И русскому мужику пахать — всё равно что киргизу пасти в бескрайней степи табуны лошадей, всё равно что норвегу забрасывать в безмерный океан свои сети, всё равно что остяку идти по соболиному следу, всё равно что старателю в любой стране, в любом крае света промывать из грунтовой породы драгоценное золото.

Есть в крестьянстве работа и потяжелее, чем пахота, есть полегче, но сноровки требует от мужика больше, а вот пахота — она как раз на пределе того и другого: будь она еще чуть потяжелее, и тогда многие из мужиков не управились бы с нею, не хватило бы у них сил; а будь в ней чуть меньше умения — то и всякий, кто силу имеет, пахал бы запросто, и вовсе не надо было бы такому воротиле быть крестьянином, чему-то от земли учиться, что-то уметь с землею делать.

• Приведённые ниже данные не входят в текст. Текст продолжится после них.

PR #3763, opened 2019-05-08
Issue 3762: Reduced frequency of logging in ZKSegmentContainerMonitor 

### LINKED ISSUE #3762: ZKSegmentContainerMonitor log output is too verbose
**Problem description**
`ZKSegmentContainerMonitor.checkAssignment` outputs every 10 seconds, even if there is nothing to do.

The longevity runs logs are filled with these log lines (if set to INFO) level and it's hard to find anything else.

**Problem location**
`ZKSegmentContainerMonitor`.

1. Only output if there is something to do.
2. Only output every 10 minutes if there is nothing to do.

andreipaduroiu:
**Change log description**  
-  Changed `ZKSegmentContainerMonitor.checkAssignment` to only log if there is a pending task in progress or a Segment Container change desired. If none, then log every 10 minutes.

**Purpose of the change**  
Fixes #3762.

**What the code does**  
This reduces the litter in the logs. It previously logged an entry every 10 seconds and filled up entire logs with exactly the same message.

**How to verify it**  
Build and tests must pass.

### DIFF
--- a/segmentstore/server/host/src/main/java/io/pravega/segmentstore/server/host/ZKSegmentContainerMonitor.java
+++ b/segmentstore/server/host/src/main/java/io/pravega/segmentstore/server/host/ZKSegmentContainerMonitor.java
@@ -9,6 +9,8 @@
  */
 package io.pravega.segmentstore.server.host;
 
+import com.google.common.annotations.VisibleForTesting;
+import com.google.common.base.Preconditions;
 import io.pravega.common.Exceptions;
 import io.pravega.common.LoggerHelpers;
 import io.pravega.common.cluster.Host;
@@ -17,8 +19,6 @@ import io.pravega.common.concurrent.Futures;
 import io.pravega.common.util.CollectionHelpers;
 import io.pravega.segmentstore.server.ContainerHandle;
 import io.pravega.segmentstore.server.SegmentContainerRegistry;
-import com.google.common.annotations.VisibleForTesting;
-import com.google.common.base.Preconditions;
 import java.io.IOException;
 import java.time.Duration;
 import java.util.ArrayList;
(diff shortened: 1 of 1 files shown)


segmentstore/server/host/src/main/java/io/pravega/segmentstore/server/host/ZKSegmentContainerMonitor.java
```diff
@@ -175,9 +180,14 @@ private void checkAssignment() {
                 Collection<Integer> containersToBeStopped = CollectionHelpers.filterOut(runningContainers, desiredList);
                 containersToBeStopped = CollectionHelpers.filterOut(containersToBeStopped, containersPendingTasks);
 
-                log.info("Container Changes: Desired = {}, Current = {}, PendingTasks = {}, ToStart = {}, ToStop = {}.",
-                        desiredList, runningContainers, containersPendingTasks, containersToBeStarted,
-                        containersToBeStopped);
+                // Only report if we have any changes or if sufficient time has elapsed since the last report.
+                boolean logReport = !(containersPendingTasks.isEmpty() || containersToBeStarted.isEmpty() || containersToBeStopped.isEmpty());
```
RaulGracia: As far as I understand, we want to log if there is "any" change in the container assignment or state, right? In this case, we don't want to log if "all" of the collections containing the changes in the containers are empty. Thus, shouldn't the condition be `!(containersPendingTasks.isEmpty() && containersToBeStarted.isEmpty() && containersToBeStopped.isEmpty())`? If not, as long as there is a single empty collection, the log wouldn't be reported (despite there could be changes stored in the rest of collections).

andreipaduroiu: Yes, you are right. I need some coffee...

И если парнишка в крестьянской семье растет и сызмальства научен и боронить, и косить, и с конями управляться, он всё равно до тех пор в молодняке будет ходить, покуда две-три десятины без огрехов не вспашет.

Вспахал — вот уже тогда он мужик, хочешь — женись, хочешь — езжай на базар, покупай себе галоши блестящие с красным подкладом — на всё это ты имеешь теперь право и власть.

А если женщину увидишь вдруг в поле, как идет она за сохой или за плугом, и кричит, и кричит по-своему, по-бабьи, на коней, понукая их, а кони от этого крика прядут в непонимании ушами, — тогда непременно должно запершить у тебя в горле и заститься в глазах за горькую эту судьбу: значит, овдовела та женщина, значит, край пришел ей в жизни, значит, нету помощи ей от рода человеческого — одна-одинешенька баба, и только ребятишки за ее подол держатся, а ей уже опереться не на что, не на кого.